I would advise against choosing a dog based on crate training by the breeder. It's not rocket science and you'll end up doing most of it on your own anyway, just because it will be a new environment, new people, no litter mates, etc. It's emotionally very difficult but in the long run, it actually helps the owner too, in my opinion.

Instead, my suggestion would be to pick the best dog you can based on what you're looking for. You could ask the "show" breeder how those dogs are different from the field lines and then ask the "field" breeder what makes those dogs different from the show dogs. You may only get the feedback regarding the conformation, but it's also possible that the field dogs could have a lot of drive and show dogs may be more laid back. So it's important to be sure there's a fit with what you're looking for and what you plan to do with the dog. 

By the way, I'm curious that you said that one line is "stronger" in show, not bred for show. When I was looking for a breeder, I wanted a versatile dog that looked like a supermodel and hunted like the best hunting dogs. Vizsla is particularly strong in breeders who strive to produce truly versatile dogs. And I was told that sometimes breeders have to choose between various ways of proving the results of their breeding because of the money - of course it's cheaper to do the show ring than to campaign your dog in field trials....


----------



## Henry (Oct 2, 2012)

The one breeder tends to have dogs with strong show titles and personally has more years of experience breeding. Their intent is to breed versatile dogs in the field and ring. The other breeders is not as experienced (1st time)of a breeder but the sire is Strong in Field titles. 

I am really confused! :-[


----------



## veifera (Apr 25, 2012)

Years of experience and results to prove it mean you have a much higher probability to have a dog with a great temperament and the appearance in line with the standard. And if the breeder is producing the versatile dogs, then you will already have a lot of hunting and/or field blood in the pedigree. Have you seen the pedigrees of the sires and dams?


----------



## Henry (Oct 2, 2012)

Yes, both seem to be well pedigreed, on both sides....though it's hard for a rookie to be sure.


----------



## Henry (Oct 2, 2012)

one last thing is the location and price work better for the less experienced breeder....but I wouldn't let that be teh decieding factor. 

My guess is it boils down to gut instinct.


----------



## veifera (Apr 25, 2012)

I don't know if you're based in the US. If you are - I would urge you to speak to the "Breeder Referral" person at your local Vizsla club instead of relying on gut instinct ;-) 

They will be able to point out the field/hunt lines in the pedigrees versus the show lines, explain the differences, give you an honest opinion about the breeder, etc. 

If you are unsure or in doubt - don't get a dog yet.
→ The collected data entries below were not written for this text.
PR #981, opened 2025-04-02
adding Beyla as optional part of the chart

gantrior:
* it is opt-in using `beyla.enable`
* it does not reference subchart, I added beyla's resources directly to our chart, so that we don't need to configure it through default values.yaml

### DIFF
--- a/deploy/helm/templates/beyla/configmap.yaml
+++ b/deploy/helm/templates/beyla/configmap.yaml
@@ -1,0 +1,42 @@
+{{- if .Values.beyla.enabled }}
+apiVersion: v1
+kind: ConfigMap
+metadata:
+  name: {{ include "common.fullname" (tuple . "-beyla-config") }}
+  namespace: {{ .Release.Namespace }}
+  labels:
+{{ include "common.labels" . | indent 4 }}
+    app.kubernetes.io/component: config
+  annotations:
+{{ include "common.annotations" . | indent 4 }}
+data:
+  beyla-config.yml: |
+    otel_metrics_export:
+      endpoint: http://{{ include "common.fullname" (tuple . "-metrics-collector") }}:{{ .Values.otel.metrics.otlp_endpoint.port }}
+      protocol: grpc
+      interval: {{ quote .Values.otel.metrics.prometheus.scrape_interval }}
+      features: ["application", "application_process", "application_service_graph", "network"]
+    ebpf:
+      enable_context_propagation: true
+    process:
+      enabled: true
+    network:
+      enable: true
+    discovery:
+      services:
+        - k8s_namespace: .*
+      exclude_services:
+        - exe_path: ".*otelcol.*|.*beyla.*"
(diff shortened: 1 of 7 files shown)


deploy/helm/templates/beyla/daemon-set.yaml
pstranak-sw, line 1: Is this compatible with OpenShift?

deploy/helm/templates/beyla/daemon-set.yaml
```diff
@@ -0,0 +1,110 @@
...
+  template:
+    metadata:
+      annotations:
+        checksum/config: {{ include (print $.Template.BasePath "/beyla/configmap.yaml") . | sha256sum }}
+{{ include "common.annotations" . | indent 8 }}
+      labels:
+        app: {{ include "common.fullname" (tuple . "-beyla") }}
+{{ include "common.labels" . | nindent 8 }}
+{{ include "common.pod-labels" . | indent 8 }}
+        app.kubernetes.io/component: workload
```
pstranak-sw, line 24: What's the purpose of this label?

deploy/helm/templates/beyla/configmap.yaml
```diff
@@ -0,0 +1,41 @@
...
+    attributes:
+      kubernetes:
+        enable: true
+    prometheus_export:
+      port: 9090
+      path: /metrics
+    internal_metrics:
+      prometheus:
+        port: 6060
+        path: /metrics
```
pstranak-sw, line 40: Are these temporary for alphas. Or do we want to keep them also once released?

deploy/helm/templates/beyla/daemon-set.yaml
gantrior: I haven't tested it, it does not run in privileged mode so it should be working.

deploy/helm/templates/beyla/daemon-set.yaml
gantrior: There is no purpose, it was in original resource in beyla's chart, so I left it there

deploy/helm/templates/beyla/configmap.yaml
gantrior: I would remove them later, I would like to see if there is anything useful there

pstranak-sw (approved):

deploy/helm/values.schema.json
```diff
@@ -1521,6 +1521,34 @@
...
+                    "$ref": "#/definitions/imageDefinition"
+                },
+                "nodeSelector": {
+                    "$ref": "#/definitions/k8sNodeSelector"
+                },
+                "resources": {
+                    "$ref": "#/definitions/k8sResourceRequirements"
+                },
+                "telemetry": {
+                    "$ref": "#/definitions/ebpfTelemetry"
```
pstranak-sw, line 1545: I'd prefer not reusing ebpf stuff here.

PR #1024, opened 2025-05-16
Add github action to update images in values.yaml

murad-sw:
This GitHub Action script automatically updates Docker image versions in Helm chart files (`values.yaml` and `Chart.yaml`).

- Scans the values.yaml file for Docker image configurations with repository and tag fields
- Fetches the latest semantic versions from Docker registries (Docker Hub, GHCR)
- Updates image tags to their latest versions if newer ones are available
- Bumps the Helm chart version and updates the `appVersion`
- Creates/updates a Git branch and PR with the changes

STILL manual *close and open PR* needed to run builds


utils/update_images.py
```diff
@@ -0,0 +1,329 @@
...
+def get_latest_tag(registry, repository, version_pattern=None, github_token=None):
+    """Get the latest tag for an image"""
+    if registry == "docker.io":
+        tags = get_docker_hub_tags(repository, version_pattern)
+        return get_latest_version(tags)
+    elif registry == "ghcr.io":
+        from urllib.parse import urlparse
+        parsed_url = urlparse(repository)
+        if parsed_url.hostname == "ghcr.io":
+            repo_name = parsed_url.path.lstrip("/")
```
gantrior, line 98: What if the repo is `ghcr.io/owner/img`? It seems that end up being `https://ghcr.io/v2/ghcr.io/owner/img/tags/list` with double repo in it.

utils/update_images.py
```diff
@@ -0,0 +1,329 @@
...
+        api_repository = f"library/{repository}"
+    else:
+        api_repository = repository
+    
+    next_url = f"https://hub.docker.com/v2/repositories/{api_repository}/tags?page_size=100"
+    logger.info(f"Fetching tags from: {next_url}")
+    
+    while next_url:
+        try:
+            response = requests.get(next_url)
```
gantrior, line 28: All `requests.get` calls should have timeout, to not hang it indefinitely

utils/update_images.py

Wait, do the homework and look again in a couple of months. The more knowledgeable you are, the better everything will work out for you in the end

Good luck!


----------



## Henry (Oct 2, 2012)

I am in the US and have spoken to and got the thumbs up on the one breeder from people who I would think are respected, the 2nd one would simply be logistically easier. 
I am certainly not in doubt about a vizsla....though I acknowledge I am somewhat green. I just want to make the right choice.


----------



## hotmischief (Mar 11, 2012)

Choose your breeder based on what you want to do with your puppy e,g if you want to hunt choose one with a hunting pedigree - as it is never too late to crate train a puppy.

However, use the time before you get your puppy to read up on how to crate train the pup. Although I have had 8 puppies over many years my Vizsla pup is the first I tried to crate train. I thought you just picked them up and put them in - BIG mistake!!! There is definitely a right and wrong way to go about introducing your pup to his crate e.g Never Pick him up and place him in it - entice him in, feed him in it, etc. 

I am not the person to give advise on this subject, but hopefully you will have time to read posts on the forum and books on crate training.


----------